PROBLEM DESCRIPTION >> Below are the entries; tally the lines holding the string "origins" and give only that figure.
____________________
PR #587, opened 2020-07-06
Add an explainer for the package: URL scheme

jyasskin:
This tries to identify and describe all the places that the URL gets exposed in interesting ways to the platform, and define how they'll work. It probably misses several.

You can see this rendered at https://github.com/jyasskin/webpackage/blob/package-scheme-explainer/explainers/bundle-urls-and-origins.md.

### DIFF
--- a/explainers/bundle-urls-and-origins.md
+++ b/explainers/bundle-urls-and-origins.md
@@ -40,6 +40,7 @@ Participate:
 - [Detailed design discussion](#detailed-design-discussion)
   - [Exactly how do we compose the package: URL?](#exactly-how-do-we-compose-the-package-url)
 - [Considered alternatives](#considered-alternatives)
+  - [Rely on storage partitioning](#rely-on-storage-partitioning)
   - [URL encoding variants](#url-encoding-variants)
     - [Fragment-based URL scheme](#fragment-based-url-scheme)
       - [Fragments and MIME types](#fragments-and-mime-types)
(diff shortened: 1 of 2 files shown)


explainers/bundle-urls-and-origins.md
```diff
@@ -0,0 +1,621 @@
...
+field to determine which recipients can read it.
+
+* When sending from outside the bundle to inside, or from inside one bundle to
+  inside a different bundle, the sender uses the full
+  `package:bundle-url$claimed-origin`.
+* When sending from inside the bundle to inside, the sender uses just the
+  claimed origin.
+* When sending from inside the bundle to outside, the sender uses the same
+  target origin that a sender outside the bundle would use. This means the
+  message could be intercepted by something inside the same bundle, which should
```
horo-t, line 361: Sorry, I don't understand correctly. Why the message could be intercepted by something inside the same bundle?

When "package:https:,,a.example.com$https:,,b.example/page.html" sends a message to "https://c.example/target.html", postMessage() should be called with "https://c.example" `targetOrigin`.
In this case, the message can't be intercepted anything inside the same bundle.
Is my understanding incorrect?

jyasskin: My understanding writing this was that if `package:https:,,a.example.com$https:,,b.example/page.html` (a.k.a. "Packaged-B") has a `WindowProxy` whose name it sees as `https://c.example/target.html`, that `WindowProxy` could be referring to either the "real" `https://c.example/target.html` (Internet-C) fetched over the internet or `package:https:,,a.example.com$https:,,c.example/target.html` (Packaged-C) retrieved from inside the same bundle. And even if Packaged-B has some reason to prefer its message be received by Internet-C, it can't use `targetOrigin` to ensure that, because the two are expressed the same inside the `targetOrigin` field.

In the design as it's written here, Packaged-B has absolutely no way to tell those two situations apart (other than knowledge baked in when the package was created). I don't see any harm from giving it a way in the platform to tell the situations apart, but it adds some complication that I haven't been able to justify with a compensating benefit.

jyasskin: I've added a similar example to the wording here.

horo-t: Thank you. Now I understand.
____________________
OUTPUT OF THE TASK >> 4